=== EXCERPTED DATA ===

▼

PR #626, opened 2025-06-09
Truncate playable widget (podcast layout fixed)

jacksongoode:
This is a second attempt at #513


jacksongoode:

▲

=== THE PROBLEM ===
For every entry above, write out an exact copy.

=== ANSWER TO THIS EXERCISE ===
PR #626, opened 2025-06-09
Truncate playable widget (podcast layout fixed)

jacksongoode:
This is a second attempt at #513


jacksongoode:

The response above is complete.